Уподобляя Гоголю, Жирмунский как-то назвал Мандельштама математическим фантастом. И верно.
АДМИРАЛТЕЙСКАЯ ИГЛА
I
Вернуться на родной фрегат!
Осип Мандельштам
О мандельштамовском стихотворении "Адмиралтейство" все прилежно воспроизводят ранний, 1922 года, вывод Н. П. Анциферова: "Вполне чистый образ города, свободный от всяких идей, настроений, фантазий передает один О. Мандельштам. В его чеканных строфах, посвященных Адмиралтейству, мы находим отклик на увлечение архитектурой <…> Спокойно торжество человеческого гения. Империалистический облик Петербурга выступает вновь, введенный без пафоса, но со спокойным приятием". М. Л. Гаспаров уточняет: "Здесь преодоление времени переходит в преодоление пространства: раскрываются три измерения, открывается пятая стихия, не космическая, а рукотворная: красота". Однако и "Петербургские строфы" и "Адмиралтейство" - стихи о попрании всяких человеческих правил, установлений природы и государственных законов. Пятая стихия - вовсе не красота, и чистой образностью здесь и не пахнет.
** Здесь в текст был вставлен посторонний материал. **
PR #4008, opened 2022-09-11
`targets` and `tests` in platform headers

rtfeldman:


folkertdev:
some open questions

- is `tests` required? maybe `expect-fx` does not make sense for my platform?
- I suspect we'll need the type for `expectFx` to be in the header too (because we can't import the function because that would be circular, unless we find some way around that)
- there is some parser issue currently

lukewilliamboswell:
Closing as this has not been active for some time, and I think these changes have been overtaken by later updates -- though we don't have these features.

"Адмиралтейство" было впервые опубликовано в журнале "Аполлон" (1914, № 10). Сохранилось два беловых автографа (архивы Мандельштама и Лозинского). При публикации была отброшена пятая строфа и внесены некоторые изменения. Приведем текст белового автографа:
В столице северной томится пыльный тополь,
Запутался в листве прозрачный циферблат,
И в темной зелени потерянный акрополь
Настроил мысль мою на величавый лад.
Ладья воздушная и мачта-недотрога,
Служа линейкою преемникам Петра,
Он учит: красота - не воля полубога,
А хищный глазомер простого столяра.
Сердито лепятся капризные Медузы,
Как плуги брошены, ржавеют якоря -
И вот разорваны трех измерений узы
И открываются всесветные моря!
Нам четырех стихий приязненно господство,
Но создал пятую свободный человек:
Не отрицает ли пространства превосходство
Сей целомудренно построенный ковчег?
Живая линия меняется, как лебедь.
Я с Музой зодчего беседую опять.
Взор омывается, стихает жизни трепет:
Мне все равно, когда и где существовать.Май 1913 (I, 83–84)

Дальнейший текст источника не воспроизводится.